Controllable Transition Metal Cations Doping Enable Efficient and Spectral Stable Pure‐Red Perovskite QLED

Mixed-halide perovskite plays important role in wide-color gamut displays as a vital material for three primary colors. However, halide segregation and caused unstable spectra are the intrinsic problem in mixed-halide perovskite light-emitting diodes (PeLEDs) originating from the lattice strain and the resulting defects in perovskite quantum dots (PQDs). Here, smaller transition metal cations are applied to replace Pb2+ and release lattice strain, which avoids halogen escaping/halide vacancies forming to ensure high photoluminescence quantum yield (PLQY) and stable spectra.

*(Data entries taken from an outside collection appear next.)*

PR #437, opened 2025-07-31
Accept empty and inconsequential configurations

Anilm3:
This PR modifies the behaviour of the builder to allow configurations which have no side-effects, i.e. inconsequential configurations. These are configurations which have no errors but also no loadable items, for example, a configuration may contain rules with a `max_version` below the current one, therefore it's perfectly valid but nothing will be loaded. Similarly, a configuration may be entirely empty or contain only empty sections.

While these configs don't provide any value, they also cause no harm, therefore they are now accepted instead of rejected.

In addition, this PR also removes the `null_ruleset_info` and `base_ruleset_info` classes as production deployments will always require diagnostics.

### DIFF
--- a/src/configuration/configuration_manager.hpp
+++ b/src/configuration/configuration_manager.hpp
@@ -57,6 +57,12 @@ public:
 protected:
     void remove_config(const configuration_change_spec &cfg);
 
+    // This function returns:
+    //  - true: when the configuration was fully or partially loaded, this
+    //          will also be the return value when the configuration is empty or
+    //          inconsequential, i.e. no element can be loaded due to compat
+    //  - false: when no elements within the configuration could be loaded due
+    //           to errors. This implies that the configuration must be rejected
     static bool load(
         raw_configuration::map &root, configuration_collector &collector, ruleset_info &info);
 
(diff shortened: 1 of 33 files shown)


src/configuration/configuration_manager.hpp
```diff
@@ -57,8 +57,8 @@ class configuration_manager {
 protected:
     void remove_config(const configuration_change_spec &cfg);
 
-    static void load(
-        raw_configuration::map &root, configuration_collector &collector, base_ruleset_info &info);
+    static bool load(
```
cataphract, line 60: document what the return value means. It's not clear it's used to signal errors or more generally whether something was loaded (from the impl it seems it returns false if there are errors only).

src/ruleset_info.hpp
```diff
@@ -240,7 +182,28 @@ class ruleset_info : public base_ruleset_info {
...
-    void set_error(std::string error) override { error_ = std::move(error); }
+    void set_error(std::string error) { error_ = std::move(error); }
+
+    [[nodiscard]] ruleset_info_state state() const noexcept
+    {
+        if (!error_.empty()) {
+            return ruleset_info_state::invalid;
+        }
+
+        auto final_state = ruleset_info_state::indeterminate;
```
cataphract, line 193: not sure indeterminate passes the right message. It seems like the object is an indeterminate state, but this seems like a valid state. Maybe "empty"?

cataphract (approved):

PR #439, opened 2025-08-15
URI parsing preprocessor

Anilm3:
This PR adds a new preprocessor which parses a URI and extracts its constituent components into a new address. This new address can then be used to evaluate specific parts of a URL without over-complicated and inaccurate regular expressions. An example definition of this preprocessor in configuration can be seen below:

```json
{
  "id": "processor-001",
  "generator": "uri_parse",
  "conditions": [],
  "parameters": {
    "mappings": [
      {
        "inputs": [
          {
            "address": "server.io.net.url"
          }
        ],
        "output": "server.io.net.request.url"
      }
    ]
  },
  "evaluate": true,
  "output": false
}
```

The output of this preprocessor is a map with the following contents:

```yaml
{
  "scheme": <string>,
  "userinfo": <string>,
  "host": <string>,
  "port": <unsigned>,
  "path": <string>,
  "query": {},
  "fragment": <string>
}
```

Related Jiras: [APPSEC-58778]

[APPSEC-58778]: https://datadoghq.atlassian.net/browse/APPSEC-58778?atlOrigin=eyJpIjoiNWRkNTljNzYxNjVmNDY3MDlhMDU5Y2ZhYzA5YTRkZjUiLCJwIjoiZ2l0aHViLWNvbS1KU1cifQ

### DIFF
--- a/src/processor/uri_parse.cpp
+++ b/src/processor/uri_parse.cpp
@@ -14,7 +14,6 @@
 #include "uri_utils.hpp"
 #include "utils.hpp"
 
-#include <cstdint>
 #include <string_view>
 #include <unordered_map>
 #include <utility>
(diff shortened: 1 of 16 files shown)


src/processor/uri_parse.cpp
```diff
@@ -0,0 +1,162 @@
...
+    if (!decomposed.has_value()) {
+        return {};
+    }
+
+    ddwaf_object scheme = string_view_to_object(decomposed->scheme);
+    ddwaf_object userinfo = string_view_to_object(decomposed->authority.userinfo);
+    ddwaf_object host = string_view_to_object(decomposed->authority.host);
+
+    ddwaf_object port;
+    if (auto [res, value] = from_string<uint16_t>(decomposed->authority.port); res) {
```
cataphract, line 139: you're calling `from_string` already when parsing, though you discard the value; in any case, this can never fail if the string is non-empty. maybe you could add the port to decomposed in number form already.

cataphract (approved):

PR #441, opened 2025-08-18
Support other scalar types on action parameters

Anilm3:
This PR extends the set of allowed types on action parameters to include all other scalars. This is a small improvement which can be taken advantage of to prevent intermediate type conversions. In v2, other complex types will also be supported.

Related Jiras: [APPSEC-58779]

[APPSEC-58779]: https://datadoghq.atlassian.net/browse/APPSEC-58779?atlOrigin=eyJpIjoiNWRkNTljNzYxNjVmNDY3MDlhMDU5Y2ZhYzA5YTRkZjUiLCJwIjoiZ2l0aHViLWNvbS1KU1cifQ

### DIFF
--- a/schema/actions.json
+++ b/schema/actions.json
@@ -9,13 +9,13 @@
       "type": "object",
       "properties": {
         "status_code": {
-          "type": "string"
+          "type": "number"
         },
         "type": {
           "type": "string"
         },
         "grpc_status_code": {
-          "type": "string"
+          "type": "number"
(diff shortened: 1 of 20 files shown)


cataphract (approved):
Looks good enough, but I wonder what the point is of having an additional tagged union representation that you create from ddwaf_object (and then back), when ddwaf_object is already a tagged union capable of representing your values.

PR #442, opened 2025-08-19
Subcontext: refactor evaluation stages from context

Anilm3:
Subcontexts will be implemented by:
- Adding and enforcing a scope (`context`, `subcontext`) to the evaluation process
- Adding a scope to the data (replacing `attribute::none` and `attribute::ephemeral`)
- Creating a new `subcontext` and `subcontext_wrapper` class which will be created from the current context (and with a linked lifecycle)

To do this, the evaluation process must be refactored out of the context, so that it can be used separately within the subcontext using the correct scope. This PR does exactly this first step, splitting these from `context` into the `evaluation_engine`.

The next PR will:
- Implement the subcontext piggybacking on ephemerals.
- Remove the concept of ephemerality in favour of scope (`context`, `subcontext`).
- Split the API to create and use subcontexts.

### DIFF
--- a/src/evaluation_engine.cpp
+++ b/src/evaluation_engine.cpp
@@ -2,17 +2,16 @@
 // dual-licensed under the Apache-2.0 License or BSD-3-Clause License.
 //
 // This product includes software developed at Datadog (https://www.datadoghq.com/).
-// Copyright 2021 Datadog, Inc.
-#include <chrono>
+// Copyright 2025 Datadog, Inc.
+
 #include <cstddef>
-#include <cstdint>
 #include <memory>
 #include <string_view>
 #include <utility>
 #include <vector>
 
 #include "clock.hpp"
-#include "context.hpp"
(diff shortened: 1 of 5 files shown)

However, the actual doping amount is limited by ionic size and chemical environment, which will affect the improvement of optoelectronic performance. Thus, this study proposes a strategy by introducing tri-n-octylphosphine to coordinate strongly with metal cations and catch them to participate the nucleation-growth process. Through doping transition metal cations effectively, the CsPb(BrI)3 PQDs show high PLQY (92%) and long lifetime (107.83 ns). Further, highly efficient pure-red PeLEDs with highest external quantum efficiency of 16.86% is fabricated and the spectrum can be stabilized at 630 nm with only 1 nm red-shift under bias, showing the promising potential of PQDs for next-generation display.